I saw a question here with the same title but it was not answered properly, or I just couldn't extract the solution from the comments/answers. This is an exercise from Beachy and Blair: Abstract algebra. A positive integer is called $\textbf{square-free}$ if it is a product of distinct primes. Prove that every positive integer can be written uniquely as a product of a square and a square-free integer.
Here is my try:
Let $n\in\mathbb{N}^+$, by the Fundamental theorem of arithmetic we can write $n$ uniquely as $$ n=p_1^{\alpha_1}\cdot p_2^{\alpha_2}\cdot\ldots\cdot p_n^{\alpha}. $$ with $p_n$ being distinct primes. Now $\alpha_i$ is either even or odd, lets rename the odd ones as $\beta_j$, then we have $$ \alpha_i=2k_i\qquad \beta_j=2l_j+1\qquad k_i,l_j\in\mathbb{Z}^+, \ \text{and} \ i+j=n. $$ Since multiplication is commutative we can rearrange the factors so all the even exponents come first so $$ n=p_1^{2k_1}\cdot p_2^{2k_2}\cdot\ldots\cdot p_i^{2k_i}\cdot p_{n-j+1}^{2l_{n-j+1}+1}\cdot p_{n-j+2}^{2l_{n-j+2}+1}\cdot \ldots\cdot p_n^{2l_n+1}= $$ $$ n=p_1^{2k_1}\cdot p_2^{2k_2}\cdot\ldots\cdot p_i^{2k_i}\cdot p_{n-j}^{2l_{n-j+1}}\cdot p_{n-j+1}\cdot p_{n-j+2}^{2l_{n-j+2}}\cdot p_{n-j+2}\cdot \ldots\cdot p_n^{2l_n}\cdot p_{n}. $$ Again by commutativity we can arrange so all the factors with exponent "$1$" get to the end of the expression so
$$ n=p_1^{2k_1}\cdot p_2^{2k_2}\cdot\ldots\cdot p_i^{2k_i}\cdot p_{n-j+1}^{2l_{n-j+1}}\cdot p_{n-j+2}^{2l_{n-j+2}}\cdot \ldots\cdot p_n^{2l_n}\cdot p_{n-j+1}\cdot p_{n-j+2}\cdot\ldots\cdot p_{n}. $$ finally $$ n=\underbrace{(p_1^{k_1}\cdot p_2^{k_2}\cdot\ldots\cdot p_i^{k_i}\cdot p_{n-j+1}^{l_{n-j+1}}\cdot p_{n-j+2}^{l_{n-j+2}}\cdot \ldots\cdot p_n^{l_n})^2}_{a^2}\cdot \underbrace{p_{n-j+1}\cdot p_{n-j+2}\cdot\ldots\cdot p_{n}}_{b}. $$ And we are done since this factorisation was unique from the beginning. Now one of my problems is that this doesn't look too nice. In my head it looks simpler ("bringing down" the ones from odd exponents) but the final product looks like a mess. Is there any easier way to describe this? (maybe I could have renamed the primes with odd exponents as $q$?) I mean if it is correct at all. And I have a further question, can I get any HINTS how to do this by induction? Thank you in advance!

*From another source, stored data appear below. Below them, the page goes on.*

PR #154, opened 2018-02-26
add spec for callbacks

maiha:
https://github.com/amberframework/granite-orm/pull/153#discussion_r170689455
> an exception thrown in a hook will get swallowed

This PR explicitly specifies why `DB::Error` is rescued in `#save`. After this PR, we can detect #153 is well regressed. 😄 

In addition, this also ensures the callbacks are fired and its order.
Best regard,

### DIFF
--- a/spec/spec_models.cr
+++ b/spec/spec_models.cr
@@ -235,6 +235,32 @@ end
       end
     end
 
+    class Callback < Granite::ORM::Base
+      adapter {{ adapter_literal }}
+      table_name callbacks
+      primary id : Int64
+      field name : String
+
+      property history : IO::Memory = IO::Memory.new
+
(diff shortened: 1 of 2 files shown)


spec/spec_models.cr
```diff
@@ -235,6 +235,32 @@ end
...
+      field name : String
+
+      property history : IO::Memory = IO::Memory.new
+
+      {% for name in Granite::ORM::Callbacks::CALLBACK_NAMES %}
+        {{name.id}} _{{name.id}}
+        private def _{{name.id}}
+          history << "{{name.id}}\n"
+        end
+      {% end %}
```
robacarp: hm, this is clever

faustinoaq:
Fixes #162

PR #164, opened 2018-03-21
UUID

wontruefree:
reopeing PR #102.  This has been rebased and conflicts resolved.


wontruefree:
I am adding tests for associations but travis gets diffrent results then my local setup.

drujensen:
@wontruefree Take a look at #166 Supporting Natural Keys.  I would like to use that approach for UUID support.  Let me know if that will support your use case.  If so, I would like to close this in favor of that.

wontruefree:
@drujensen thanks for the update I will check it out.  I got stuck on associatons and ran out of time to work on this.

faustinoaq:
> with the latest release, you can now specify the primary uuid : String, auto: false and then add a before_create hook to generate the uuid. I am going to close this PR. Let me know if the solution doesn't work for you and we can reopen.

@drujensen I think we can add a test for that, WDYT?

drujensen:
yes, we could do that and use it as an example when others ask how to perform UUID.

You could write the product as $$n=\prod p_i^{2r_i+\epsilon_i}$$ where $\epsilon_i$ is the remainder on dividing the exponent by $2$ (zero or one) so that $$n=\left(\prod p_i^{r_i}\right)^2\cdot\prod p_i^{\epsilon_i}$$This does not involve distinguishing between primes with even/odd exponent - the $\epsilon$s take care of that. You can also take the product over all primes, if you want to, because most of the time the exponent is zero (for all but a finite number of primes).